#### SUPPLIED MATERIAL ####
PR #1977, opened 2026-08-15
perf(ci): build the soak archive from a driver package, not the whole `it` crate

### LINKED ISSUE #1964: ci: the soak archive optimizes 6,217 tests at opt-level 3 to run 45 of them
Follow-up to #1963, which establishes that the soak archive build (161s of compile) is the workflow's critical path and that no caching route reaches it.

## The waste

`test-build-soak` compiles the whole `it` crate — 139k lines, **6,217 tests** — at `opt-level = 3`, so that `soak`, `sweeps` and `censuses` can run about **45** of them. Every other test in that binary is optimized and then never executed by any consumer of that archive.

Measured split, in `user` CPU seconds (wall clock is not usable on this machine — see #1963 for the correction that cost):

| touched | rebuilds | user CPU |
|---|---|---:|
| `tests/it/main.rs` | the `it` binary | **251.9s** |
| `src/lib.rs` | the lib, then `it` | **368.6s** |

So the library is ~117s (32%) and the test driver ~252s (**68%**) of the soak compile. The runtime the profile exists to buy comes from optimizing the **library**; the driver is loops and `format!`.

## Why it cannot be fixed with a profile override

Cargo profile overrides are per-**package**, and `tests/it` is a *target* of the `ferro-hgvs` package. There is no spelling of `[profile.soak.package.…]` that separates a package's library from its own integration test. Lowering `[profile.soak] opt-level` wholesale is the blunt version and cuts the 32% you want to keep along with the 68% you do not.

## Why the split is tractable — scope it to what the soak archive actually runs

`tests/it` as a whole is genuinely entangled: **22** files use `CARGO_BIN_EXE_*` (which cargo sets only for tests in the same package as the binary) and **37** use `CARGO_MANIFEST_DIR`. That is the number that makes this look like a 428-module refactor, and it is the wrong unit.

The modules the soak archive's consumers actually select are exactly the clean ones. All seven use **zero** of either:

| module | consumer | `CARGO_BIN_EXE` | `CARGO_MANIFEST_DIR` |
|---|---|---:|---:|
| `cis_junction_crossing_shift` | `sweeps` | 0 | 0 |
| `repeat_span_sibling_overlap` | `sweeps` | 0 | 0 |
| `issue_1254_sibling_crossing_shift` | `sweeps` | 0 | 0 |
| `issue_1615_denoted_sequence_oracle` | `sweeps` | 0 | 0 |
| `issue_1542_direction_symmetry` | `censuses` | 0 | 0 |
| `normalize_axis_preserving` | `censuses` | 0 | 0 |
| `spec_conformance_axis` | `censuses` | 0 | 0 |

Their transitive `common/` closure is four helpers — `bulk_fixtures`, `cis_apply_oracle`, `spec_fixture`, `synthetic` — of which only `spec_fixture` reaches further, into `fixture_gen`. **`fixture_gen` is the entire porting cost**: 3 real `CARGO_MANIFEST_DIR` uses, all in `fixture_path`, which roots a relative path at the package dir. Its four `CARGO_BIN_EXE` hits are *prose in comments* explaining why it deliberately uses `env!("CARGO")` and a nested `cargo run` instead — and `env!("CARGO")` is available to any package.

The `soak` job additionally runs the proptest modules; those need the same check before being included or left behind.

## What it buys

A new workspace member holding those 7 modules + 5 helpers makes the override expressible:

```toml
[profile.soak]                     opt-level = 0   # the driver
[profile.soak.package.ferro-hgvs]  opt-level = 3   # the code under test
```

and `cargo nextest archive --cargo-profile soak -p <newpkg>` stops compiling the 139k-line `it` crate at `opt-level = 3` altogether. On the 32/68 split that is roughly **90-100s off a 192s gate, with no runtime loss** — the code under test stays at `opt-level = 3`.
####
▶ [THE PROBLEM]: Search the records for the word "actually", then list every line that has it.

▶ [EXERCISE RESULT]:
## Why the split is tractable — scope it to what the soak archive actually runs
The modules the soak archive's consumers actually select are exactly the clean ones. All seven use **zero** of either:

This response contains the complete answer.